You will not fail to represent to the government of the King of the
Belgians that all the interests of European manufactures and commerce
are identified with the promotion of peace and the undisturbed activity
of the American people. An act of recognition in favor of a now
discontented party would necessarily tend to encourage that party to
attempt to establish their separation from the Union by civil war, the
consequences of which would be disastrous to all the existing systems of
industrial activity in Europe, and when once they had begun, those
consequences would be likely to continue indefinitely; whereas no nation
in Europe can hope that their own interests would be as safe and
prosperous under any change of government here as they are now and have
so long been under our present system.
It is quite manifest already that differences and embarrassing questions
may soon arise concerning the conduct of commerce, and that the
commercial States of Europe may be subjected to strong seductions to
violate our revenue laws and regulations.

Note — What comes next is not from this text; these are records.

Issue #6848, opened 2022-04-12
[GWT] Java heap exception during compilation


yuripourre:
#### Issue details
It's not possible to have big assets in the assets folder for html. GWT throws a Java heap exception during compilation.

@mgsx-dev was very kind and found the problem, it is happening during md5 calculation, specifically this line: 
https://github.com/libgdx/libgdx/blob/665f920902e543856fdd7d496f6ec422affd46d1/backends/gdx-backends-gwt/src/com/badlogic/gdx/backends/gwt/preloader/PreloaderBundleGenerator.java#L170

#### Reproduction steps/code
Create a libGDX project and add a huge asset to the assets folder (I tried with a 300MB gltf file with 4k textures) and run `./gradlew html:dist`

#### Version of libGDX and/or relevant dependency 
1.10.0 and probably older versions too

#### Please select the affected platforms
- [ ] Android
- [ ] iOS
- [X] HTML/GWT
- [ ] Windows
- [ ] Linux
- [ ] macOS

yuripourre:
One possible solution mentioned by @mgsx-dev on Discord is buffering the file: https://stackoverflow.com/questions/9321912/very-slow-to-generate-md5-for-large-file-using-java

tommyettinger:
Having very large files in an HTML project seems like a recipe for sky-high server bills. I think even GitHub Pages restricts bandwidth past some point (and I know I've hit the limit for a repo size before, which is not that much higher than that file's size). Buffering seems like a solution, but I'm not really sure it's a problem that we need to solve. Just the amount of time it takes for users to download a 300MB asset could be, depending on connection, hours...

yuripourre:
@tommyettinger I am testing a lot of examples running it locally, I point my Oculus to localhost. I know that it's a very specific use-case but if you think that worth improving it I can think about fixing it.

yuripourre:
@tommyettinger good to know that, thanks for the tip. As I mentioned is mostly local tests but I will keep that in mind.

MobiDevelop:
Is it possible to use a DigestInputStream while copying the files from /assets to the output directory, then just rename the file afterward to include the hash?

MobiDevelop:
I just tried it... I dropped a 6.5GB file into assets and ran a build with no issues (aside from it being exceedingly slow to copy a 6.5GB file multiple times but I wanted to try a ridiculously large file, because why not. I can put up a PR for review, it's pretty simple.

PR #6853, opened 2022-04-20
GWT - Calculate MD5 hash while copying file to avoid errors on very large files

MobiDevelop:
For GWT, we calculate an MD5 hash of the file contents of each asset to assist browsers with caching. The current implementation reads the file fully into a byte array, calculates the MD5, adds it to the destination file name, then copies the source file to the output path. While this is fine for small files (albeit inefficient as we read each file multiple times), it can cause problems with large files.

This proposed implementation instead calculates the MD5 while reading the source InputStream for the copy operation, then renames (moves) the file to include the MD5 hash.

Refer to #4314 for the original addition, and #6848 for the problem this solves.

### DIFF
--- a/backends/gdx-backends-gwt/src/com/badlogic/gdx/backends/gwt/preloader/PreloaderBundleGenerator.java
+++ b/backends/gdx-backends-gwt/src/com/badlogic/gdx/backends/gwt/preloader/PreloaderBundleGenerator.java
@@ -19,6 +19,8 @@ package com.badlogic.gdx.backends.gwt.preloader;
 import java.io.*;
 import java.math.BigInteger;
 import java.net.URLConnection;
+import java.nio.file.Files;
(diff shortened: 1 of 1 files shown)


yuripourre:
@MobiDevelop amazing! Have you noticed any gain on speed during GWT build?

MobiDevelop:
A note on the build failure, oddly it has started picking up the emulation of File which doesn't have the getPath() method. Weird that it never did that while I was coding it, and now it is. I wouldn't think the compile time generator would be using the emulation classes - but GWT magic is the darkest of magic.

yuripourre:
Thank you for the PR @MobiDevelop! I will try to test this new logic with the asset I was trying before and check how it performs.

Frosty-J (approved):
This is good, I like it a lot.

PR #6854, opened 2022-04-20
Add collision playground test

yuripourre:
Add this test sample to visualize frustum and ray casting. I am using this to debug collision algorithms and I am pretty confident that more people can find it useful too.

At the moment it can handle AABB and Spheres.

Screenshot from 2022-04-20 12-09-37


crykn (approved):
Looks like a nice addition!

yuripourre:
Thanks @crykn !!

PR #6859, opened 2022-04-28
Update QuadTreeFloat.Java

bilznatch:
Allow for querying of a rectangle within the area, to support using the screen or world view as culling bounds.

### DIFF
--- a/gdx/src/com/badlogic/gdx/utils/QuadTreeFloat.java
+++ b/gdx/src/com/badlogic/gdx/utils/QuadTreeFloat.java
@@ -160,7 +160,7 @@ public class QuadTreeFloat implements Poolable {
 	/** @param results For each entry found within the rectangle, if any, the value, x, and y of the entry are added to this array.
 	 *           See {@link #VALUE}, {@link #X}, {@link #Y}, and {@link #DISTSQR}. */
 	public void query (Rectangle rect, FloatArray results) {
-		if (!(x < rect.x + rect.height && x + width > rect.x && y < rect.y + rect.height && y + height > rect.y)) return;
+		if (!(x < rect.x + rect.width && x + width > rect.x && y < rect.y + rect.height && y + height > rect.y)) return;
 		int count = this.count;
 		if (count != -1) {
 			float[] values = this.values;
--- a/gdx/src/com/badlogic/gdx/utils/QuadTreeFloat.java
+++ b/gdx/src/com/badlogic/gdx/utils/QuadTreeFloat.java
@@ -19,6 +19,7 @@ package com.badlogic.gdx.utils;
 import java.util.Arrays;
 
 import com.badlogic.gdx.utils.Pool.Poolable;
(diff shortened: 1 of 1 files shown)


tommyettinger (dismissed):
Looks good to me, but you will need to run `gradlew :gdx:spotlessApply` to get this to pass the Spotless formatting check.

gdx/src/com/badlogic/gdx/utils/QuadTreeFloat.java
```diff
@@ -156,6 +157,29 @@ private void query (float centerX, float centerY, float radiusSqr, float rectX,
 		}
 	}
 
+	/** @param results For each entry found within the rectangle, if any, the value, x, and y of the entry are added to this array.
+	 *           See {@link #VALUE}, {@link #X}, {@link #Y}, and {@link #DISTSQR}. */
+	public void query (Rectangle rect, FloatArray results) {
+		if (!(x < rect.x + rect.height && x + width > rect.x && y < rect.y + rect.height && y + height > rect.y)) return;
```
obigu, line 163: Can it be replaced by `Rectangle.contains(x,y)`?

obigu (commented):
I think we should aim to have as much unit test coverage on `math` classes. I don't know why this is in `utils` package but `Octree` is in `maths` and afaik they're equivalent. 
We should probably consider moving the class to the `math` package but, in the meantime, maybe you could you create a `QuadTreeFloatTest` class on `gdx/test/com/badlogic/gdx/utils` to unit test the `query `methods`?

gdx/src/com/badlogic/gdx/utils/QuadTreeFloat.java
bilznatch: > Can it be replaced by `Rectangle.contains(x,y)`?

No, it would need to be replaced with Rectangle.overlaps(Rectangle). To use the check we'd have to change the constructor for the quadtree or create a new rectangle each time we query. As for the unit tests, there are already 2 tests for the quadtree in the main testing package, would it not be better to change the existing query test to include coverage for the rectangle query as well as the radius query?

obigu: Yeah, had a better look. Instead of `x < rect.x + rect.**height**` it should be `x < rect.x + rect.**width**` right?

We can extend the current "integration test" (better than no test at all) but, imo, math classes should be covered by unit tests.

bilznatch: > Yeah, had a better look. Instead of `x < rect.x + rect.**height**` it should be `x < rect.x + rect.**width**` right?
I've committed a change for that. Thanks for finding it.

NathanSweet:
It looks good to me. I'd be OK with moving the class to the math package. Adding tests would be great, but I don't think that needs to hold up this PR.

Issue #6862, opened 2022-05-03
Sprite color setter or Color equals not working as intended


Raxorg:
#### Issue details
Either the `Sprite` color setter or the `Color` equals yield unexpected results with color 0x0000003f.

#### Reproduction steps/code
```java
import com.badlogic.gdx.graphics.Color;
import com.badlogic.gdx.graphics.g2d.Sprite;

public class ColorTest {

    public static void main(String[] args) {
        Color color = new Color(0x0000003f);
        Sprite sprite = new Sprite();
        sprite.setColor(color);
        System.out.println(sprite.getColor().equals(color));
        // Yields false, getColor() returns 0x0000003e
    }
}
```
#### Version of libGDX
1.10.0

#### Affected platforms
- [x] All

crykn:
Fixed by #6863.

PR #6863, opened 2022-05-04
Fix Sprite's getColor() behavior

Raxorg:
As described in [issue 6862](https://github.com/libgdx/libgdx/issues/6862) `getColor()` returns a vertex's modified color instead of the `color` variable stored in the `Sprite`.

Even if the reason for the current implementation is to keep sync when the user modifies the vertices' colors directly, current `getColor()` implementation only takes `C1` into account.

Thanks to @tommyettinger, @mgsx-dev, @Frosty-J & @MobiDevelop for helping me understand key concepts

### DIFF
--- a/gdx/src/com/badlogic/gdx/graphics/g2d/Sprite.java
+++ b/gdx/src/com/badlogic/gdx/graphics/g2d/Sprite.java
@@ -630,12 +630,6 @@ public class Sprite extends TextureRegion {
 	/** Returns the color of this sprite. If the returned instance is manipulated, {@link #setColor(Color)} must be called
 	 * afterward. */
 	public Color getColor () {
-		int intBits = NumberUtils.floatToIntColor(vertices[C1]);
-		Color color = this.color;
-		color.r = (intBits & 0xff) / 255f;
-		color.g = ((intBits >>> 8) & 0xff) / 255f;
-		color.b = ((intBits >>> 16) & 0xff) / 255f;
-		color.a = ((intBits >>> 24) & 0xff) / 255f;
 		return color;
 	}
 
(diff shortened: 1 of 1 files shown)


mgsx-dev (approved):

obigu:
This was changed on [aa0d30e2dadbe36d4b549aca3c99c3725333815c](https://github.com/libgdx/libgdx/commit/aa0d30e2dadbe36d4b549aca3c99c3725333815c).

Pinging @NathanSweet

gdx/src/com/badlogic/gdx/graphics/g2d/Sprite.java
```diff
@@ -630,12 +629,6 @@ public float getScaleY () {
 	/** Returns the color of this sprite. If the returned instance is manipulated, {@link #setColor(Color)} must be called
 	 * afterward. */
 	public Color getColor () {
-		int intBits = NumberUtils.floatToIntColor(vertices[C1]);
-		Color color = this.color;
-		color.r = (intBits & 0xff) / 255f;
-		color.g = ((intBits >>> 8) & 0xff) / 255f;
-		color.b = ((intBits >>> 16) & 0xff) / 255f;
-		color.a = ((intBits >>> 24) & 0xff) / 255f;
```
tommyettinger, line 638: I definitely like this removal; the scaling NathanSweet was referring to happens here and in floatToIntColor().

NumberUtils.floatToIntColor() does have some oddities because it tries to create an 8-bit alpha from a 7-bit value. My preference when doing that is to copy the MSB of alpha into the previously-vacant LSB of alpha, like:
```java
    public static int floatToIntColor (float value) {
        int intBits = Float.floatToRawIntBits(value);
        intBits |= (intBits >>> 31) << 24;
        return intBits;
    }
```

This also avoids some float math.

tommyettinger (approved):
I like this a lot; if we track a Color object inside each Sprite, we should use it.

Issue #6866, opened 2022-05-13
Android loop sound stops when playing too many sounds


KristjanP94:
#### Issue details
On Android: When playing too many sounds in a small time frame, any loop sounds might be stopped.
StreamId of looping sound gets popped from [streamId-s list](https://github.com/libgdx/libgdx/blob/master/backends/gdx-backend-android/src/com/badlogic/gdx/backends/android/AndroidSound.java#L49).

#### Reproduction steps/code
1. Play a loop sound
2. Play 8+ sounds in small time frame so that the sounds overlap

#### Possible fix
Probably polished and improved version of my extremely poor code example from years back: [AndroidSound.java pastebin](https://pastebin.com/Jqx4A4na)
I added separate handling of loop sound Id-s so they are exempt from being removed by size limit.
Since I couldn't manage to build android-backend library for new LibGDX version, I haven't created new version of this fix and am using workaround - I set priorities to different sounds and limit the number manually ensuring that high priority sounds get played while low priority sounds can be played only few times in a timeframe.

#### Version of libGDX and/or relevant dependencies
All versions (tested in 1.10.0)

#### Please select the affected platforms
- [x] Android
- [ ] iOS
- [ ] HTML/GWT
- [ ] Windows
- [ ] Linux
- [ ] macOS

obigu:
This can probably be "fixed" by setting a higher priority to looped sounds to avoid SoundPool to stop those streamIds.

I don't think what you see is caused by the line you indicate as that internal libGDX IntArray with 8 elements is different per `AndroidSound` instance which means you would need to have 8 instances of that same sound to be played for it to be popped from the array and, in any case, it would not stop any playing sound.

What probably happens is simply that you reach the limit of sounds that `SoundPool` is able to play concurrently and, because all have the same priorities, it just starts by stopping the oldest one to free resources. Independently of a possible fix, it's always good practice to keep track on your game on when was the last time a sound was played to avoid playing it too often in short amounts of time filling the `SoundPool` capacity.

I'll make a PR with a proposed fix.

Frosty-J:
[...]

PR #6868, opened 2022-05-13
Increase priority of looping sounds

obigu:
Fixes https://github.com/libgdx/libgdx/issues/6866


Frosty-J (approved):
Simple dimple. Don't think it can go wrong. Use case is naturally to avoid looped sounds stopping and letting players hear the deafening silence.

MrStahlfelge (approved):
LGTM

PR #6879, opened 2022-05-23
fix SortedIntList when used with allocateIterators

mgsx-dev:
SortedIntList is used with DecalBatch and doesn't work when using `Collections.allocateIterators = true`.

I didn't investigate for all other collections but i suspect there are similar issues.

Feel free to commit to this PR if you find some other.

### DIFF
--- a/gdx/src/com/badlogic/gdx/utils/SortedIntList.java
+++ b/gdx/src/com/badlogic/gdx/utils/SortedIntList.java
@@ -115,7 +115,7 @@ public class SortedIntList<E> implements Iterable<SortedIntList.Node<E>> {
 	 * Use the {@link Iterator} constructor for nested or multithreaded iteration. */
 	public java.util.Iterator<Node<E>> iterator () {
 		if (Collections.allocateIterators) return new Iterator();
-		if (iterator == null) iterator = new Iterator();
+		if (iterator == null) return iterator = new Iterator();
 		return iterator.reset();
 	}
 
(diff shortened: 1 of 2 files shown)


tommyettinger (dismissed):
This looks like `reset()` was just forgotten here, and hopefully only here. Either the constructor could call `reset()` (once an Iterator constructor is added), or we could rely on calling `iterator()`... The constructor is probably a little more robust, since some usage encourages using the constructor. I'm approving this now, but if anyone feels like moving reset() into the constructor, I would be happy with that too. (The call to `iterator()` would still need to reset the iterator if it didn't construct one.)

mgsx-dev:
Thanks! Indeed other classes call reset in their constructor, so i did it for consistency.

gdx/src/com/badlogic/gdx/utils/SortedIntList.java
```diff
@@ -123,6 +123,10 @@ public class Iterator implements java.util.Iterator<Node<E>> {
 		private Node<E> position;
 		private Node<E> previousPosition;
 
+		public Iterator () {
+			reset();
+		}
```
tommyettinger, line 128: Ah, yes, this is cleaner than before. There is something to note with this: `iterator()` now calls `reset()` twice if `allocateIterators` is false and the cached Iterator is null. I don't think it's a major issue, but it's a very easy fix in `iterator()` to just `return new Iterator();` in the second if block instead of creating one and then resetting it again.

tommyettinger (changes requested):
It's not a blocking request, since I think reset() takes nearly no time, but it would be best to just call reset() once when allocateIterators is false and the cached Iterator is null.

gdx/src/com/badlogic/gdx/utils/SortedIntList.java
mgsx-dev: no problemo

tommyettinger (approved):
Looks great now!

PR #6881, opened 2022-05-29
Bitcode is deprecated on XCode 14

Berstanio:
~~This is nothing really relevant, I just noticed it by accident.
The embedded bitcode is only relevant when publishing in the App Store.~~
Bitcode appears to be deprecated on XCode 14 and won't be accepted even on AppStore submissions.

### DIFF
--- a/backends/gdx-backend-robovm/build-objectal.sh
+++ b/backends/gdx-backend-robovm/build-objectal.sh
@@ -12,8 +12,8 @@ tar xvfz $BUILD_DIR/objectal.tar.gz -C $BUILD_DIR --strip-components 1
 
 XCODEPROJ=$BUILD_DIR/ObjectAL/ObjectAL.xcodeproj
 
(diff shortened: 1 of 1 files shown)


obigu:
Bitcode appears to be deprecated on XCode and won't be accepted even on AppStore submissions. Do we need to remove it from anywhere else?

https://developer.apple.com/documentation/xcode-release-notes/xcode-14-release-notes

```
Starting with Xcode 14, bitcode is no longer required for watchOS and tvOS applications, and the App Store no longer accepts bitcode submissions from Xcode 14.

Xcode no longer builds bitcode by default and generates a warning message if a project explicitly enables bitcode: “Building with bitcode is deprecated. Please update your project and/or target settings to disable bitcode.” The capability to build with bitcode will be removed in a future Xcode release. IPAs that contain bitcode will have the bitcode stripped before being submitted to the App Store. Debug symbols for past bitcode submissions remain available for download. (86118779)
```

Berstanio:
Probably jnigen too 
https://github.com/libgdx/gdx-jnigen/blob/c405c677c8245bfcfb9087eaf4ec70ea34385b8d/gdx-jnigen/src/main/resources/com/badlogic/gdx/jnigen/resources/scripts/build-ios.xml.template#L252

obigu (approved):

PR #6883, opened 2022-06-01
Scene2D actor, add duplicate some method to use Vector2 instead of x, y

fabiitch:
Hi i add some methods in Actor.java to use Vector2 instead of float x, float y.
I do it because is boring to do setPosition(pos.x, pos.y)
 (often my Vector2 var has a big name so its more like 
`        image.setPosition(GameHudConstants.POS_ATTACK.x, GameHudConstants.POS_ATTACK.y);`

Methods duplicate : setPosition (Vector2 pos), setPosition (Vector2 pos, int alignment), moveBy (Vector2 move)

This commit add nothing new, it just for code comfort.

thanks for reading.

### DIFF
--- a/CHANGES
+++ b/CHANGES
@@ -1,6 +1,7 @@
 [1.11.1]
 - iOS: Add new MobiVM MetalANGLE backend
 - Javadoc: Add "-use" flag to javadoc generation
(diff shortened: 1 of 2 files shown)


Frosty-J:
I like convenience methods, but one consideration is where we draw the line. For instance, `Sprite#setPosition` and `SpriteBatch#draw` don't have `Vector2` overloads (or possibly `Rectangle` would be suitable in the latter case).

You will say generally on this
subject that the government of the United States will expect the same
respect to those laws and regulations which has hitherto been shown and
which our treaties of amity and commerce entitle us to demand, and that
it will not hold itself bound to favor or exempt from consequences any
parties, of whatever nation, who may violate them. It does not at all
distrust its ability to maintain them or the good disposition of its
allies to observe them.
I shall not enlarge on these subjects, insomuch as the phase of the whole
affair changes almost daily. The President willingly expects to rely on
your astuteness in discovering points of attack and your practical skill
and experience in protecting the interests of the United States. He will
expect you, however, to communicate to this department very fully and
frequently, and you will receive prompt instructions in every new
emergency.
I am, sir, your obedient servant,
Henry S. Sanford, Esq., &c., &c., &c.